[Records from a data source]
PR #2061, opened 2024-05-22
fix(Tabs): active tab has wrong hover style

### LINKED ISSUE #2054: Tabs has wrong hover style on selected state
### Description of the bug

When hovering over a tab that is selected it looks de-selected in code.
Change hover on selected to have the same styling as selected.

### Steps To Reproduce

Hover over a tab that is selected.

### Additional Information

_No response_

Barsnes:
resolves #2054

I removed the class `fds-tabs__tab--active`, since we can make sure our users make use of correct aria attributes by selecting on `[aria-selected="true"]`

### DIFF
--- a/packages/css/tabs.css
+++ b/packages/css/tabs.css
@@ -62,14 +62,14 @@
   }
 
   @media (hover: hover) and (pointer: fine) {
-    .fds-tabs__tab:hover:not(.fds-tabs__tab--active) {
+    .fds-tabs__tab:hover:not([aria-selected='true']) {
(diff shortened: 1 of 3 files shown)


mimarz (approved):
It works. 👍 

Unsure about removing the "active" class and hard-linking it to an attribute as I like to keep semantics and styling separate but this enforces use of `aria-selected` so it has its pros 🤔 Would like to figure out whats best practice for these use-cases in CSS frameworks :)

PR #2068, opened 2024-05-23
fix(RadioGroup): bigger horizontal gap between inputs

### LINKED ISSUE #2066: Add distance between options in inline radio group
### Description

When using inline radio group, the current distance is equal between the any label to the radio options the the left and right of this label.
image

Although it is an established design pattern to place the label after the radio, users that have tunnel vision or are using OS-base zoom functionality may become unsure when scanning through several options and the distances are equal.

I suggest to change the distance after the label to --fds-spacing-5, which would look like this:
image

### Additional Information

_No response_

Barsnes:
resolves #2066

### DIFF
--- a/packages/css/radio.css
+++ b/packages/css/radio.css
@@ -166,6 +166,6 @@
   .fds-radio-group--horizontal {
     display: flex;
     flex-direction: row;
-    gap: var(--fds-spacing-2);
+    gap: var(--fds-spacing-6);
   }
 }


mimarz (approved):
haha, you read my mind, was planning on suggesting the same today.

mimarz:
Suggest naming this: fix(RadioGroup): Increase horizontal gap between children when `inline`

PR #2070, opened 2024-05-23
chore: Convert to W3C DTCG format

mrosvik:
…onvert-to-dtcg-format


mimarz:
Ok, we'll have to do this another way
...
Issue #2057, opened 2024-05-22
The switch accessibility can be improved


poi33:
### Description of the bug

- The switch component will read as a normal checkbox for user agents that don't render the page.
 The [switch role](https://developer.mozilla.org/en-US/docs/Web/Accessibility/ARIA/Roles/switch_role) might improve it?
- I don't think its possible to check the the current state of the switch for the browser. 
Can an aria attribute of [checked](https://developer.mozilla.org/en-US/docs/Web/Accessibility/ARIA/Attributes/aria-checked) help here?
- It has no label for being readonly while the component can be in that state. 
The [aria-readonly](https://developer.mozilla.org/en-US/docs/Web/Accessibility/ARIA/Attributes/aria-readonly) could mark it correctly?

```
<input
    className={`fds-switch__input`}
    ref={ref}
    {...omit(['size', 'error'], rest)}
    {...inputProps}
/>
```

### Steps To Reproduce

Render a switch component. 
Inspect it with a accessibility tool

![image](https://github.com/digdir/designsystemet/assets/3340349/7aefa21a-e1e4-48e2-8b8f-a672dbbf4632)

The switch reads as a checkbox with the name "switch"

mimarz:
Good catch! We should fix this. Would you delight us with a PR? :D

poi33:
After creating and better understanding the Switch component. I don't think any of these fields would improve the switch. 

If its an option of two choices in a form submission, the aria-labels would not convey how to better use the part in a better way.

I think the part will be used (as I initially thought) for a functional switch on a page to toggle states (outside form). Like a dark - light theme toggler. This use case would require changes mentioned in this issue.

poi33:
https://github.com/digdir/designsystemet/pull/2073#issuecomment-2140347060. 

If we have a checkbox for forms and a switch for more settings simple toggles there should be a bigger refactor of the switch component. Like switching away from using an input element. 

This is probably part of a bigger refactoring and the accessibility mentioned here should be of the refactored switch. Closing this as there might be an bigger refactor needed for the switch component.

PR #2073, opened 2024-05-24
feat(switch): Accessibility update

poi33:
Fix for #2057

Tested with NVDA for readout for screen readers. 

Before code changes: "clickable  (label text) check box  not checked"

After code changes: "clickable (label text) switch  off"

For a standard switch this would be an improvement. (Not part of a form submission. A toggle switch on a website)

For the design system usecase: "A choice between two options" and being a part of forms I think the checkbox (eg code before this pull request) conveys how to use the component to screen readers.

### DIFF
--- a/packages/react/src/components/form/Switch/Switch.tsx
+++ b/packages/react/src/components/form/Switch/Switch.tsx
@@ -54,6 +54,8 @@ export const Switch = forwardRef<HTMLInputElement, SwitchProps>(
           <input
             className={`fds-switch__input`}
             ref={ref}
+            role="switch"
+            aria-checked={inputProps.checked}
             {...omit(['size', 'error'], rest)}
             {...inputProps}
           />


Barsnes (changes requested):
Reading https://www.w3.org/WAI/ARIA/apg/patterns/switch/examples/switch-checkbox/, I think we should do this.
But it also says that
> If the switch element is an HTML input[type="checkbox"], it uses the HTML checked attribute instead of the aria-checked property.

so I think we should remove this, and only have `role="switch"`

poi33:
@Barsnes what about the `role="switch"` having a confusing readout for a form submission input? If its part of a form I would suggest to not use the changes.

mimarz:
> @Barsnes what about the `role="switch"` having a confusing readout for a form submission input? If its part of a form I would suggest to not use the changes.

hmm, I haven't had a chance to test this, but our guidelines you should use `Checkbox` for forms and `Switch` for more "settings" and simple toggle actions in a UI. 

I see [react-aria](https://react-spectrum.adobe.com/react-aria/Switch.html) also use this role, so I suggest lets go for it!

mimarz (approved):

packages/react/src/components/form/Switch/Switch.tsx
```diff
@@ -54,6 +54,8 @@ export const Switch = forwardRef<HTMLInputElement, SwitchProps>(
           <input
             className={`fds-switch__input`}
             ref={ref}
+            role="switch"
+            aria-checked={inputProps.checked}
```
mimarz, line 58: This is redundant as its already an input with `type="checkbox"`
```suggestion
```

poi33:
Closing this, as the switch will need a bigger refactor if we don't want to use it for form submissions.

- _THE PROBLEM_
The answer must consist of every line from the entries above that contains "inline".

- _REPLY_
### LINKED ISSUE #2066: Add distance between options in inline radio group
When using inline radio group, the current distance is equal between the any label to the radio options the the left and right of this label.
Suggest naming this: fix(RadioGroup): Increase horizontal gap between children when `inline`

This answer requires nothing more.